PR #3097, opened 2022-12-02
Remove workaround in the AVX2 Serpent code for older GCCs

randombit:
Testing with GCC 11 and GCC 12 this seems to now work correctly using the function template instead of requiring its own macro.


randombit:
I love that this works on my machine with GCC 11 and GCC 12 but fails in CI. Outstanding.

══════════════════════════════

When a line in the material contains the string "with", copy that line.

RESULT FOR THIS EXERCISE:
Testing with GCC 11 and GCC 12 this seems to now work correctly using the function template instead of requiring its own macro.
I love that this works on my machine with GCC 11 and GCC 12 but fails in CI. Outstanding.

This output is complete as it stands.